§ Stored data entries:

PR #401, opened 2026-06-02
chore(shellcheck): add yarn shellcheck script and CI workflow

kriscendobot:
## Summary

Adds `yarn shellcheck` plus a CI workflow running shellcheck against every `.sh` file tracked in the repo. A PR that touches no `.sh` files does not trigger the workflow at all (the workflow's `paths:` filter on `**/*.sh` provides the skip-when-no-`.sh`-touched behavior).

## What lands

- Root `package.json`: `"shellcheck": "scripts/shellcheck.sh"` script.
- `scripts/shellcheck.sh`: wrapper that enumerates `git ls-files '*.sh'`, exits 0 when empty, otherwise runs `shellcheck -S warning` over the list (forwarding any extra args to the underlying checker).
- `.github/workflows/shellcheck.yml`: workflow with `paths: ['**/*.sh', ...]` on `pull_request` and an unfiltered run on `push` to `master`.
- Mechanical shellcheck cleanups across the tree to make the gate green:
  - `packages/compartment-mapper/test/neutralize.sh`
  - `packages/nat/scripts/npm-audit-fix.sh`
  - `scripts/check-packages.sh`
  - `scripts/maintenance/check-unused-deps.sh`
  - `scripts/npm-audit-fix.sh`
  - `scripts/posttypedoc.sh`
  - `scripts/set-versions.sh`

## Pre-existing shellcheck findings and how they were handled

Running `shellcheck -S warning` over the tree before this PR produced sixteen findings across seven files, in six distinct codes:

| Code | Count | What it flags | How handled |
|---|---|---|---|
| SC2148 | 4 | missing `#!/...` shebang | added `#!/bin/sh` or `#!/bin/bash` per the file's style |
| SC2164 | 5 | `cd` without `\|\| exit` | appended `\|\| exit` |
| SC2044 | 1 | `for ... in $(find ...)` | converted to `while IFS= read -r ... ; do ... done < <(find ...)` |
| SC2038 | 1 | `find ... \| xargs` | converted to `find ... -print0 \| xargs -0` |
| SC1007 | 3 | `CDPATH=` ambiguous | rewrote as `CDPATH=''` |
| SC2034 | 2 | unused `DIR=$(...)` | dropped the assignment (genuinely unused), and tightened the related `read` to `read -r` |

All fixes are mechanical. None alter runtime behavior. The two stale `npm-audit-fix.sh` files (root `scripts/` and `packages/nat/scripts/`) date back to 2019 and reference an AgoricBot-era flow with literal `???` placeholders; they remain in the tree because they are tracked, and the shebangs added here at least make them shellcheck-clean.

## Skip behavior

A PR that touches no `.sh` files does not trigger the workflow at all (the workflow's `paths:` filter excludes everything else). Pushes to `master` run unconditionally so the gate is authoritative for the branch.

## Local invocation

```sh
yarn shellcheck                     # default severity warning
yarn shellcheck --severity=error    # tighter gate
yarn shellcheck -- -e SC2086        # exclude a code
```

## Regression evidence

The gate was sanity-tested by removing the shebang from `packages/compartment-mapper/test/neutralize.sh` and re-running `scripts/shellcheck.sh`; it failed with SC2148 on that file. The sabotage was reverted before commit.

## Notes for reviewers

- shellcheck is preinstalled on `ubuntu-latest` runners; no apt install or dev-dep is needed.
- Action pin (`actions/checkout@de0fac2e...`) matches the project's existing zizmor-pedantic posture; workflow scope grants only `contents: read`; checkout runs with `persist-credentials: false`.
- The workflow uses the project's standard `concurrency` block.


scripts/shellcheck.sh
```diff
@@ -0,0 +1,33 @@
...
+# The list is enumerated via `git ls-files '*.sh'` so untracked scratch
+# scripts and worktree noise are ignored.
+
+set -eu
+
+# Read NUL-delimited paths into a single newline-separated list so the body
+# can branch on emptiness. xargs is not used directly because BSD xargs
+# (macOS) lacks `-r` and runs the command on an empty list, which would
+# invoke `shellcheck` with no positional arguments and read from stdin.
+files=$(git ls-files -z '*.sh' | tr '\0' '\n')
```
kriskowal: This is an oversize variable for bash. Consider using `HASH=$(git hash-object -w --stdin)` and `git cat-file blob $HASH` to ensure we do not run through the maximum command line argument length.

.github/workflows/shellcheck.yml
kriskowal, line 1: Please verify that this is not duplicative with shellcheck work in the lint job. If so, please consolidate. This appears to be more effective than whatever’s latent.

kriskowal (changes requested):

.github/workflows/shellcheck.yml
kriscendobot: Verified before pushing: `grep -rni shellcheck .github/ package.json` shows the new files added by this PR are the only shellcheck references in the repo. Root `package.json` defines `"lint": "yarn lint:prettier && yarn lint:eslint"` and the `lint` job in `.github/workflows/ci.yml` runs `yarn lint`, so neither invokes shellcheck. The new workflow is the only shellcheck gate in CI; no consolidation needed.

scripts/shellcheck.sh
kriscendobot: Addressed in 46ba16528 (fix(scripts): pass shellcheck targets via git blob to avoid argv limit). The file list now streams through `git hash-object -w --stdin` then `git cat-file blob $HASH` per your suggestion; the intermediate `$files` variable is gone. Local `./scripts/shellcheck.sh` runs clean.

kriskowal:
Please rebase on actual master and shepherd through CI.

kriskowal:
Mirror of https://github.com/endojs/endo/pull/3300 (head dc41d1d6f).

packages/nat/scripts/npm-audit-fix.sh
```diff
@@ -1,5 +1,6 @@
+#!/bin/bash
 git clone https://github.com/AgoricBot/nat.git
-cd nat
+cd nat || exit
```
kriskowal: Early termination should exit non-zero and emit an error message to stderr, as with the `die` pattern from Perl. Please research the appropriate idiom and apply throughout.

kriskowal (changes requested):

packages/nat/scripts/npm-audit-fix.sh
kriscendobot: Addressed in a7b9b9a7d ("chore(shellcheck): adopt die idiom for early termination in touched .sh files").

Adopted the canonical POSIX shell `die` shape, defined per-script near the top:

```sh
die() { printf '%s\n' "$*" >&2; exit 1; }
```

(`printf` rather than `echo -e` to keep behavior portable across `/bin/sh` and `/bin/bash`.) I checked the tree for an existing project helper (`die`/`fail`/`error_exit`); none exists, so each touched script defines its own.

Applied throughout the .sh files this PR touched at every early-termination site:

- `packages/nat/scripts/npm-audit-fix.sh:5` — `cd nat || die "cd: nat failed"`
- `packages/nat/scripts/npm-audit-fix.sh:30` — `cd integration-test || die "cd: integration-test failed"`
- `scripts/npm-audit-fix.sh:5` — `cd ??? || die "cd: ??? failed"`
- `scripts/posttypedoc.sh:5` — `cd docs || die "cd: docs failed"`
- `scripts/posttypedoc.sh:9` — `cd api-docs || die "cd: api-docs failed"`

`scripts/check-packages.sh`'s terminal `exit "$EXIT"` and `scripts/shellcheck.sh`'s `exit 0` skip-when-empty are orderly success/aggregated-status exits rather than the silent-non-zero early termination the comment objects to, so they stay as-is. Let me know if you want either upgraded too.

`yarn shellcheck` still passes on the new tip.

kriskowal:
@kriscendobot Please integrate the shellcheck step into the lint job instead of a fresh job.

kriskowal:
@kriscendobot Please retcon.

kriskowal:
Merged upstream.

PR #11, opened 2022-05-24
Add script to run CI on changed RBI files only

adisonlampert:
Added a script that populates the next command with modified/new RBIs so that the CI would only run on those modified/new RBIs.
Examples:
- #13 Adds a new RBI successfully, only linting & typechecking the new file
- #14 Fails typechecking on a modified RBI, only linting & typechecking the modified file

### DIFF
--- a/.github/workflows/ci.yml
+++ b/.github/workflows/ci.yml
@@ -2,20 +2,25 @@ name: CI
 
 on: [push, pull_request]
 
+env:
+  GIT_DEFAULT_BRANCH: ${{github.event.repository.default_branch}}
+
 jobs:
   build:
     runs-on: ubuntu-latest
     strategy:
       fail-fast: false
-    name: CI
     steps:
-      - uses: actions/checkout@v2
+      - name: Checkout repo
+        uses: actions/checkout@v2
+        with:
+          fetch-depth: 0
       - name: Set up Ruby
         uses: ruby/setup-ruby@v1
         with:
           ruby-version: '2.7'
           bundler-cache: true
       - name: Lint RBI files
-        run: bundle exec rubocop
+        run: scripts/run_on_changed_rbis "bundle exec rubocop"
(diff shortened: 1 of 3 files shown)


.github/workflows/ci.yml
```diff
@@ -2,20 +2,25 @@ name: CI
...
         uses: ruby/setup-ruby@v1
         with:
           ruby-version: '2.7'
           bundler-cache: true
       - name: Lint RBI files
-        run: bundle exec rubocop
+        run: scripts/run_on_changed_rbis "bundle exec rubocop"
       - name: Typecheck RBI files
-        run: scripts/check_types
+        run: scripts/run_on_changed_rbis scripts/check_types
```
RyanBrushett, line 26: This looks wrong. I'm assuming it should be something like this:

```suggestion
        run: scripts/run_on_changed_rbis scripts "./check_types"
```

scripts/check_types
```diff
@@ -6,6 +6,7 @@ require "open3"
 success = true
 files_with_errors = []
 
+*files = ARGV
 files = Dir.glob("./rbi/**/*").sort if ARGV.empty?
```
RyanBrushett, line 10: Maybe better to change this check to be `if files.empty?`

Or better yet, refactor this couple of lines to be something like

```rb
files = ARGV.empty? ? Dir.glob.etc. : ARGV
```

or it's expanded form

```rb
files = if ARGV.empty?
  # blah blah
else
  ARGV
end
```

RyanBrushett (changes requested):

.github/workflows/ci.yml
RyanBrushett: Ignore this, I misread

RyanBrushett (approved):
OK yeah rad, ignore my ❌ , I misread something. One formatting ⛏️ but otherwise this looks neat to me.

§ Exercise objective: Please give a count of the lines in the records where the word "actions" occurs, with nothing besides it.

§ The answer: 3